# Renaissance St. Croix Carambola Beach Resort



## reefexplorer (Dec 22, 2011)

Are there any others that own timeshares at this resort? We have been owners since 1999. Would like to contact other owners.


----------



## jimf41 (Dec 24, 2011)

Not an owner but we're going there in February on a 5 day TP. I didn't even know they had TS's there. Any tips on what to do would be appreciated. We are renting a car and like to go to secluded beaches with decent snorkeling.


----------



## robcrusoe (Dec 24, 2011)

not an owner either, but this resort has a long history of 'failure'

it was a failing resort bought by Sunterra, they sold only about 5% of the resort [one or two buildings] before they had to dispose of it because of their financial difficulties and I think a local law that put a time limit on how fast a developer must sell to maintain timeshare, I could be wrong.

It's a beautiful spot, you sometimes see off season or last minute pop up in RCI.


----------



## reefexplorer (Dec 26, 2011)

We have owned there since 1999, it is a beautiful place and a quiet part of the island. We bought from Sunterra and when Sunterra filed bankruptcy it sold the resort to a private party. It was kinda rocky but it turned out fine. The person who was in charge of the timeshare portion was great but I just learned that he is gone and the resort is now a Renaissance property . We made reservations for April but I was reading somewhere where they were giving timeshare renters the rooms that were not upgraded. (I don't know if that was exchanged timeshare or owners) which does not seem fair since we paid for a 1 bedroom (most are studios) with a kitchen and we also pay maintenance fees. I was wanting to contact other TS holders and see what there experiences were. 
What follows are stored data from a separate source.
PR #113, opened 2021-07-02
Library cleanup

bmarzins:
This is the follow-up library work from my last pull request. The main changes are splitting out libsidinternal from libsidbase and prefixing the functions in libsidbase, so that there's less chance of a symbol conflicts.


blivetghoul:
Can one of the admins verify this patch?

trgill:
ok to test

trgill:
The Jenkins admin list somehow was cleared.  I fixed it.  Our PRs should be tested automatically now.

prajnoha (changes requested):
Looks fine! I'm just thinking whether we should be also renaming the structures, constants and typedefs when we're at this, just to minimize possible conflicts (...like the `struct buffer`, `buffer_pos_t` etc.).

I've noticed one of the tests fail, Jenkins with it then. It's just missing one dep on the new internal lib:

```
 src/iface/Makefile.am | 3 ++-
 1 file changed, 2 insertions(+), 1 deletion(-)

diff --git a/src/iface/Makefile.am b/src/iface/Makefile.am
index b16b0e8..8dc0db6 100644
--- a/src/iface/Makefile.am
+++ b/src/iface/Makefile.am
@@ -31,7 +31,8 @@ libsidiface_servicelink_la_CFLAGS = $(SYSTEMD_CFLAGS)
 
 libsidiface_servicelink_la_LDFLAGS = -version-info 0:0:0
 
-libsidiface_servicelink_la_LIBADD = $(top_builddir)/src/base/libsidbase.la \
+libsidiface_servicelink_la_LIBADD = $(top_builddir)/src/internal/libsidinternal.la \
+				    $(top_builddir)/src/base/libsidbase.la \
 				    $(SYSTEMD_LIBS)
 
 libsidiface_la_SOURCES = iface.c
```

Otherwise, looks good, thanks!

bmarzins:
Oops! Yeah. Forgot to push that.

bmarzins:
I'm not sure about prefixing the other parts of the header files. If libsidiface is the only real public interface that we want to support, then the only thing we need to worry about are the exported symbols for libsidbase. But like I mentioned before, we need to at least support the sid_binary_* functions for decoding the encoded binary. However, if we want to have all the libsidbase includes completely prefixed, I'm not sure what to do about config.h. Perhaps we should remove the dependencies on it from the rest of libsidbase.

prajnoha:
I think other parts besides `sid_binary_*` may come in handy too, like buffer which is quite versatile, also I can imagine the comms code to be reused, various utility/helper functions for parts which we find commonly used (e.g. logging, executing external commands, parsing the output, parsing key-value pairs and importing them to SID db, whatever...).

We need to take into account that we have modules for both the scanning as well as trigger/action part. Right now, these modules are in SID repo, but I expect they'll become a part of those other subsystem's repositories instead and just linking against SID's libs. So we won't be taking care of the exact module code, logic and all its internal intricacies, just providing the infrastructure to run them AND providing a set of helper functions for common tasks/code.

So from this perspective, I though that generic names like `struct buffer` are not quite appropriate, I have to admit, because:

Jimf41 there is great snorkeling and diving from the resort and you can hike to other beaches. I don't know if you are aware that driving is on the opposite side of the road than we see here on the mainland. I know you will have a great experience as this is a beautiful resort.


----------



## Romenes (Jan 24, 2012)

*What's going on at Carambola?*

We have owned a time share at Carambola since 2000. We are getting no communication from the resort. Haven't had a maintenance fee statement for 2 years. I have called, emailed, and even visited the resort to try and get some answers. No luck. This year they are charging "upgrade" fees if you want to get into a decent room. We have been loyal visitors during the good and bad times at Carambola and feel we deserve some answers.


----------



## reefexplorer (Jan 25, 2012)

We are going to be going in April, you said they will be charging upgrade fees? that is totally wrong we are paying maintenance fees for the upgrades. That is what maintenance fees are for. We also paid for a 1 bedroom with a kitchen, only the revamped rooms have a kitchenette.  I would like to get together with other owners and find out what we can do. I also haven't gotten maintenance fees. I called at the end of November to make a reservation and they told me the person in timeshares was busy and would call back, I called again and no results, they said maintenance fees would be sent the end of December but nothing yet. Talking to Ike a few years ago he said (if i remember correctly) that there were around 250 owners although some have not been paying fees and may have been dropped.


----------



## pedro47 (Jan 25, 2012)

How do you exchange into this resort?   It was built by the Rockfeller family many years ago.


----------



## reefexplorer (Jan 25, 2012)

once in a while it will come up on RCI but I think it is very rare. we are owners there


----------



## Anne S (Jan 25, 2012)

We exchanged through RCI in July 2010, and were fortunate enough to get two back-to-back weeks. The only issue I had was that our exchange was supposed to be for a one bedroom but what we got was a studio. However, the location of the unit couldn't be beat! I did submit a review of it.


----------



## reefexplorer (Jan 27, 2012)

The rooms were all originally studios, but when they were sellling timeshares they put a door between the bedroom and the living room and added a kitchenette. therefor it was a 1 bedroom. Were you able to get the 2 weeks from RCI? or are you an owner?


----------



## Anne S (Jan 27, 2012)

reefexplorer said:


> The rooms were all originally studios, but when they were sellling timeshares they put a door between the bedroom and the living room and added a kitchenette. therefor it was a 1 bedroom. Were you able to get the 2 weeks from RCI? or are you an owner?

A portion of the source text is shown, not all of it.